REQUIRED WORK: From the entries, copy every line that carries the string "switch".
____________
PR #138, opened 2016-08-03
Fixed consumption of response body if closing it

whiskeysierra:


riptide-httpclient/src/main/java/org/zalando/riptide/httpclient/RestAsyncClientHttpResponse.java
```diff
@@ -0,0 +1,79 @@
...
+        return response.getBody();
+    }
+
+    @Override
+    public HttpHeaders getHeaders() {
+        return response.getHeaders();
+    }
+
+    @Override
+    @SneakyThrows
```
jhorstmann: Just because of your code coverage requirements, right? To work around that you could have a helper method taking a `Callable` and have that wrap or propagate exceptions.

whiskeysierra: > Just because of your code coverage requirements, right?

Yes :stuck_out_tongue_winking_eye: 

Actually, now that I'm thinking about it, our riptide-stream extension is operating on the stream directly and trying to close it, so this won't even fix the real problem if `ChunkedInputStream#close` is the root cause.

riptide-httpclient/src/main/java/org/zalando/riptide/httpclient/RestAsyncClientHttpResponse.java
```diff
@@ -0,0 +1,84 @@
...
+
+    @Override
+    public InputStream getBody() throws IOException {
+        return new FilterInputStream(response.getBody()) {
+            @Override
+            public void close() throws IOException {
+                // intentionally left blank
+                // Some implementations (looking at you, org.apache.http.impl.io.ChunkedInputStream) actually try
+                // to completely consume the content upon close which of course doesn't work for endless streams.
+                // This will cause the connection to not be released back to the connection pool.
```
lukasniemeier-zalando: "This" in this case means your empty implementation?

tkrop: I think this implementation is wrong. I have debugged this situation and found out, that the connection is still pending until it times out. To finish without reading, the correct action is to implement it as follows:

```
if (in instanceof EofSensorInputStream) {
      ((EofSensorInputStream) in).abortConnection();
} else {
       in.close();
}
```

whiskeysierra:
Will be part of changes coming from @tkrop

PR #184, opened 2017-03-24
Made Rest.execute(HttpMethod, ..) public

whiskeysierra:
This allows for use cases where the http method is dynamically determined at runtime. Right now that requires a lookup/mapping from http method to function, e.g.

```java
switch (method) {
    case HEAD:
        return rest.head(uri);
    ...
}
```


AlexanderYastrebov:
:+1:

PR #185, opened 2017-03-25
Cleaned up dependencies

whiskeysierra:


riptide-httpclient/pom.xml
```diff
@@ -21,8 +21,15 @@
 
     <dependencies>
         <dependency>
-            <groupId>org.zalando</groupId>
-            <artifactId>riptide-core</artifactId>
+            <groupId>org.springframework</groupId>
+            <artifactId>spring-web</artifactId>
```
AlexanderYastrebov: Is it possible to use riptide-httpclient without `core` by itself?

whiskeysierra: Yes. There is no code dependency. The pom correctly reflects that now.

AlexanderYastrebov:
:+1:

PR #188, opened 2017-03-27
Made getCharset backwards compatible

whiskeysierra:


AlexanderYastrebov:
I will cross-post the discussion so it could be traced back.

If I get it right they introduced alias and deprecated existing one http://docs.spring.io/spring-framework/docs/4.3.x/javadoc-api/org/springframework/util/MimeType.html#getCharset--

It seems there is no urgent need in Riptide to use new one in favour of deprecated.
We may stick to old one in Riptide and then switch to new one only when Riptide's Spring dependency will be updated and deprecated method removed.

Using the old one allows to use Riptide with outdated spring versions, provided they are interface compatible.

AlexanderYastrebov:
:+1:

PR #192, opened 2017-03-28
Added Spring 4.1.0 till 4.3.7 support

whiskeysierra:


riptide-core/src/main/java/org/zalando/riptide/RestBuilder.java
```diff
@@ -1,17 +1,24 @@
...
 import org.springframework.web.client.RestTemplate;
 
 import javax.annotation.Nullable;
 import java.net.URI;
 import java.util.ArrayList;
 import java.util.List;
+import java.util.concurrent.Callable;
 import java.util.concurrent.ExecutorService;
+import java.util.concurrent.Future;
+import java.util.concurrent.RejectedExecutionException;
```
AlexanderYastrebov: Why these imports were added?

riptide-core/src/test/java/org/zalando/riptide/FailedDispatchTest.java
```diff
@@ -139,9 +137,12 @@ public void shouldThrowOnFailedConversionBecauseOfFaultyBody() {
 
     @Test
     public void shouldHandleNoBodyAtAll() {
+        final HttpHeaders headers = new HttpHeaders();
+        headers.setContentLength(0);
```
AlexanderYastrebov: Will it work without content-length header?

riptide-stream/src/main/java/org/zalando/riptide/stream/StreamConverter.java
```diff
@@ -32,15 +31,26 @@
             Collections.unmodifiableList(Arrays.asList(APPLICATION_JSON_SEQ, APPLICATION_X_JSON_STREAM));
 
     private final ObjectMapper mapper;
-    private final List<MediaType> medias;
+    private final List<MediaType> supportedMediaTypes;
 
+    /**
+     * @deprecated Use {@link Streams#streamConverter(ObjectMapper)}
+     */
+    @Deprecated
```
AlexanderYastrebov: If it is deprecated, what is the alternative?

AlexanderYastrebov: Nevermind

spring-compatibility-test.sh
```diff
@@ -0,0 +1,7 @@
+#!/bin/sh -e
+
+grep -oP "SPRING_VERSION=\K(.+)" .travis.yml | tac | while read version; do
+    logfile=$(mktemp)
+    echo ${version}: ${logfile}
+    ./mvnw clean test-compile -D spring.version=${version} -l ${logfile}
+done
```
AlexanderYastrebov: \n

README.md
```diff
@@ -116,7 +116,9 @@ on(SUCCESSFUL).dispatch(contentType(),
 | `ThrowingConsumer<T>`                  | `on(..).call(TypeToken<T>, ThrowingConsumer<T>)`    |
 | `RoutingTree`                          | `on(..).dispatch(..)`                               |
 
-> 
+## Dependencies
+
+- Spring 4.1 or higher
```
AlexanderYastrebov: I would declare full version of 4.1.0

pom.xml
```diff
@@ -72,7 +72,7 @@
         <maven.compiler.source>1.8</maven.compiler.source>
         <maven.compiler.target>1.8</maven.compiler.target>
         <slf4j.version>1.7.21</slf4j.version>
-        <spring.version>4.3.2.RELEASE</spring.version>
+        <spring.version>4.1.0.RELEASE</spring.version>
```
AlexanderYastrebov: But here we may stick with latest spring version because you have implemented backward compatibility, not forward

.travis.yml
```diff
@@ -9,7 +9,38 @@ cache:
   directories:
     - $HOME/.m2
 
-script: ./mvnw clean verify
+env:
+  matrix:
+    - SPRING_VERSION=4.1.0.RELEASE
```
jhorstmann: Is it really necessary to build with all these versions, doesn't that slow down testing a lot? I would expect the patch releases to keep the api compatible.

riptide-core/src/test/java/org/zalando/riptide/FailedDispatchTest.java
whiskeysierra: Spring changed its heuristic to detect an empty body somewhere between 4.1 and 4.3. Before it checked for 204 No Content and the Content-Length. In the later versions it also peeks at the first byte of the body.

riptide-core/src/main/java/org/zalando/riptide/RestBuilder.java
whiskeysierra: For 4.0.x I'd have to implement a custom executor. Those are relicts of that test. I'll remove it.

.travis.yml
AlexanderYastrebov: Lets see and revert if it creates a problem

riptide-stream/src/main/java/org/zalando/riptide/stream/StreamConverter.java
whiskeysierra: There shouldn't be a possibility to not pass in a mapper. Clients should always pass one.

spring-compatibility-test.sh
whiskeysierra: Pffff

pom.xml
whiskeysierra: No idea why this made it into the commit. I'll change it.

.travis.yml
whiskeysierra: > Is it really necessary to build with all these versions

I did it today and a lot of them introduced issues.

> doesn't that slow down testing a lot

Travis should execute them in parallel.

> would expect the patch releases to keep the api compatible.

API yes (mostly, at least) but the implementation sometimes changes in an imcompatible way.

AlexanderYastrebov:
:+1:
____________
OUTPUT OF THE TASK:
switch (method) {
We may stick to old one in Riptide and then switch to new one only when Riptide's Spring dependency will be updated and deprecated method removed.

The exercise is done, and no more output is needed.